Analyzing and exploring live flight data obtained from the OpenSky API.
This project covers data ingestion, cleaning, visualization, and in-depth exploration of global flight activity.
Features & Components
Data Fetching & Storage
Retrieve live flight data using the OpenSky REST API.
Store retrieved data as structured CSV files for reproducibility.
Data Cleaning & Preprocessing
Handle missing and duplicate entries.
Convert timestamps to human-readable formats.
Normalize numerical features such as velocity, altitude, and latitude/longitude.
Exploratory Data Analysis (EDA)
Analyze global flight density and coverage areas.
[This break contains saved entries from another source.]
PR #771, opened 2020-10-25
Added New Feature : YAML Preview for YamlMime: Hub | YamlMime:Landing

JohnTheFarmer:
@mamccrea  @bryce-turner


lamebrain:
Hi @JohnTheFarmer, first of all, thanks for your many contributions! After review and careful consideration, I do not think that this feature is a long term fit for the Docs Authoring Pack. Although I agree this brings value to the authors, the implementation is not maintainable long term as markup changes will need to be manually updated and kept in sync. Furthermore, we have plans on the roadmap to bring in a local preview based on the content build system that will not require any change maintenance. 

Like I said, I do believe that this brings value to authors and a possible path forward is to roll this out into a separate extension with a less expectations for long term support.

Thanks again for your contributions, let me know if you have any questions.

JohnTheFarmer:
@lamebrain I agree , I was worried about the maintainability. a lot changes will be needed if the live website changes ,  I tried to improve the process by refactoring my code , so others can understand and update the changes easier. … I thought of creating a program to generate html with  YAML file and website source code as inputs, but not sure how to start it. 

Anyway , I learned new things , it was a good practice :smile:

lamebrain:
@JohnTheFarmer Thanks for understanding. In the future, if you have an idea for a sizeable feature, feel free to do a write up on it first so that we can discuss the feasibility and/or product roadmap impact.

PR #819, opened 2021-02-24
Fixed devlang regex for lowercasing and fixing language paramters

bharney0:
- Fixed devlang regex for lowercasing and fixing language paramters
AB#381113


nschonni:
Is it worth supporting both ~ and ` as the code fence characters?

bharney0:
@nschonni, I think we were just going to scope the code fence characters to `. But maybe in the future we can include ~

lamebrain (approved):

Study altitude, velocity, and distance distributions.
Visualize temporal trends in flight activity (hourly, daily, weekly).
Detect outliers in flight parameters (extreme speeds, altitudes).
Country and region-based flight activity analysis.
Plot aircraft trajectories using latitude and longitude on interactive maps.
Visualization Tools
Static and interactive charts (Matplotlib, Plotly, Seaborn, Folium).
Heatmaps for flight density and velocity regions.
Correlation heatmaps to explore relationships among variables.
Insights & Analysis Performed
Geospatial Analysis
Mapping flight paths on world maps using latitude and longitude.
Heatmaps showing aircraft concentration by region.
Velocity & Altitude Analysis
Distribution of flight speeds and altitudes.
Identification of unusually high/low values.
Regional Activity
Flights grouped by origin country.
Top 10 countries by active flights and average velocity.
Correlation Study
Exploring relationships among flight attributes (velocity, altitude, geographic spread).
Key Findings
Certain regions exhibit denser flight clusters, especially near Europe and North America.
Average cruising altitude and speed patterns align with typical commercial aircraft ranges.
A small number of flights with abnormal velocity readings likely correspond to data anomalies or military flights.